В 1144 году возле стен Норвича, города в Восточной Англии, был найден изувеченный труп молодого подмастерья Уильяма. По городу, а вскоре и за его пределами прошла молва, будто убийство – дело рук евреев, желавших надругаться над христианской верой. Именно с этого события ведет свою историю кровавый навет – обвинение евреев в практике ритуальных убийств христиан. В своей книге американская исследовательница Эмили Роуз впервые подробно изучила первоисточник одного из самых мрачных антисемитских мифов, веками процветавшего в массовом сознании.
Представление об «особом пути» может быть отнесено к одному из «вечных» и одновременно чисто «русских» сценариев национальной идентификации. В этом сборнике мы хотели бы развеять эту иллюзию, указав на относительно недавний генезис и интеллектуальную траекторию идиомы Sonderweg. Впервые публикуемые на русском языке тексты ведущих немецких и английских историков, изучавших историю довоенной Германии в перспективе нацистской катастрофы, открывают новые возможности продуктивного использования метафоры «особого пути» — в качестве основы для современной историографической методологии.
Книга посвящена литературным и, как правило, остро полемичным опытам императрицы Екатерины II, отражавшим и воплощавшим проводимую ею политику. Царица правила с помощью не только указов, но и литературного пера, превращая литературу в политику и одновременно перенося модную европейскую парадигму «писатель на троне» на русскую почву. Желая стать легитимным членом европейской «république des letteres», Екатерина тщательно готовила интеллектуальные круги Европы к восприятию своих текстов, привлекая к их обсуждению Вольтера, Дидро, Гримма, приглашая на театральные представления своих пьес дипломатов и особо важных иностранных гостей.

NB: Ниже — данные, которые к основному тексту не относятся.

PR #14842, opened 2023-07-18
Add page option `copyAbsolutePath` enabling to copy absolute path

pauky:
## References
Fixes https://github.com/jupyterlab/jupyterlab/issues/9485
Relates jupyterlab_server https://github.com/jupyterlab/jupyterlab_server/pull/405

## Code changes
add page option for copy absolute path, which can replace copy path that is relative.

## User-facing changes
None

## Backwards-incompatible changes
Obtain absolute paths instead of relative paths when copying paths in filebrowser.

PR #15168, opened 2023-09-28
Copy absolute path with first slash in the file browser

pauky:
## References

Follow-up of https://github.com/jupyterlab/jupyterlab/pull/14842
There is no first slash when coping a absolute path.

## Code changes

Change `PathExt.json` to `posix.json`.

## User-facing changes

None.

None.

---

Edit to specify how it relates to 14842

### DIFF
--- a/packages/filebrowser-extension/src/index.ts
+++ b/packages/filebrowser-extension/src/index.ts
@@ -65,7 +65,6 @@ import {
 import { find, map } from '@lumino/algorithm';
 import { CommandRegistry } from '@lumino/commands';
 import { ContextMenu } from '@lumino/widgets';
-import { posix } from 'path';
 
 const FILE_BROWSER_FACTORY = 'FileBrowser';
 const FILE_BROWSER_PLUGIN_ID = '@jupyterlab/filebrowser-extension:browser';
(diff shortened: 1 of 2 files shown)


packages/filebrowser-extension/src/index.ts
```diff
@@ -65,6 +65,7 @@ import {
 import { find, map } from '@lumino/algorithm';
 import { CommandRegistry } from '@lumino/commands';
 import { ContextMenu } from '@lumino/widgets';
+import { posix } from 'path';
```
krassowski, line 68: This will not work as the code is running in the browser, not in a Node runtime.

yangrw1: Function `PathExt.join` was wrapped by it, and it can be execed in browser.

krassowski: No, it cannot be used in browser because browsers do not implement Node runtime. You would need to add a dependency on `path-browserify`, which is what the `@jupyterlab/coreutils` package which implements `PathExt.join` does:

https://github.com/jupyterlab/jupyterlab/blob/3c3c65ae03a758c620d8dd19678cb891d6bf0f20/packages/coreutils/package.json#L47

However, ideally this implementation detail and dependency would not be propagated to filebrowser-extension, and either a new argument would be added to one of `PathExt` methods, or a new method created altogether and used in here.

fcollonval (approved):
thanks @pauky

Issue #15169, opened 2023-09-28
"Help > Show Keyboard Shortcuts" gives `Cannot read properties of undefined (reading 'node')`


jtpio:
## Description

On the file browser page In Notebook 7, opening the list of keyboard shortcuts with `Help > Show Keyboard Shortcuts` does not work and gives the following error in the dev tools console:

Книга посвящена истории русской эмоциональной культуры конца XVIII – начала XIX века: времени конкуренции двора, масонских лож и литературы за монополию на «символические образы чувств», которые образованный и европеизированный русский человек должен был воспроизводить в своем внутреннем обиходе. В фокусе исследования – история любви и смерти Андрея Ивановича Тургенева (1781–1803), автора исповедального дневника, одаренного поэта, своего рода «пилотного экземпляра» человека романтической эпохи, не сумевшего привести свою жизнь и свою личность в соответствие с образцами, на которых он был воспитан.